Abu Ghraib, Nick Berg, and the media 

It has become something of an article of faith among right-of-center bloggers, with whom TigerHawk makes common cause far more often than not, that the gross disparity in media coverage of the Abu Ghraib scandal and the Nick Berg decapitation is yet another example of leftist bias in the major national media. Along comes Frank Lynch, though, to argue that the comparison is not fair:
Abu Ghraib abuses aren't getting too much attention, if you think about it. I know that many people try to put them in perspective by comparing them to Nick Berg's execution — and even question why that isn't more of the news item — but maybe Berg's execution isn't a proper event to compare it to. Maybe we should look at the attention which Abu Ghraib has gotten, and compare it to the attention which U.S. police brutality cases get. I can't speak for what it's like in other cities, but when it happens here in New York, the Times seems to have a daily article on the case. (When the Abner Louima case happened, for instance, its horrific nature seemed beyond belief. Louima was abused on August 9, 1997; in the period from August 10 to September 9, just one month, he was mentioned in 79 different news articles in the New York Times alone. One event, in one night. He wasn't always the focus, but his abuse impacted the city in many ways.)

This is an interesting point, and I think I agree with it. The media is always fascinated by police brutality. Looked at that way, the Abu Ghraib story is not getting manifestly more coverage than the big police brutality cases of the last twenty years.
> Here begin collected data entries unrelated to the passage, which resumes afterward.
PR #313, opened 2022-01-06
Update SSDT-PNLF.dsl

trxxgkxxn7:


khronokernel:
Couple lines up:
```asl
// Rename GFX0 to anything else if your IGPU name is different.
```

Samples are to be used as examples, not as-is. Configure on per system basis.

Additionally why is this such a common PR for this file specifically?
* https://github.com/acidanthera/OpenCorePkg/pull/285/files
* https://github.com/acidanthera/OpenCorePkg/pull/296/files

Can't tell if these are just bot accounts here to troll.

Lynch has more to say here, arguing that blogger claims of media bias are usually based on anecdotes, rather than rigorous analysis. Fair enough, but Lynch's example of such rigorous analysis is Tim Noah's article in Slate reviewing Michael Tomasky's survey of liberal and conservative editorial pages. The Tomasky study purports to show that liberal editorial pages (that of the New York Times, for example) are more willing to criticize Democrats than conservative editorial pages (the WSJ) are willing to criticize Republicans. Perhaps this is true, but it is not evidence to support Lynch's argument.

The problem is that Tomasky's study (according to Slate's account of it) actually does not address the point that Andrew Sullivan, Instapundit and so forth have been making. They have not been complaining about bias in the editorial pages, which is the traditional place for the staff of the newspaper to express its political views. Rather, the bloggers have been "outing" liberal bias in the writing of headlines over news articles, the placement of those articles in the paper, the selection of subjects on which to report, and the actual words used to write about those subjects. The Tomasky study may make a useful point about the writing of editorials, but it does not address the claim that the national media is substantially biased to the left outside of the editorial pages.

CWCID: Tom Tomorrow, who has more to say on the topic here. And don't bust my chops for reading This Modern World. It always pays to know what the other guys are thinking.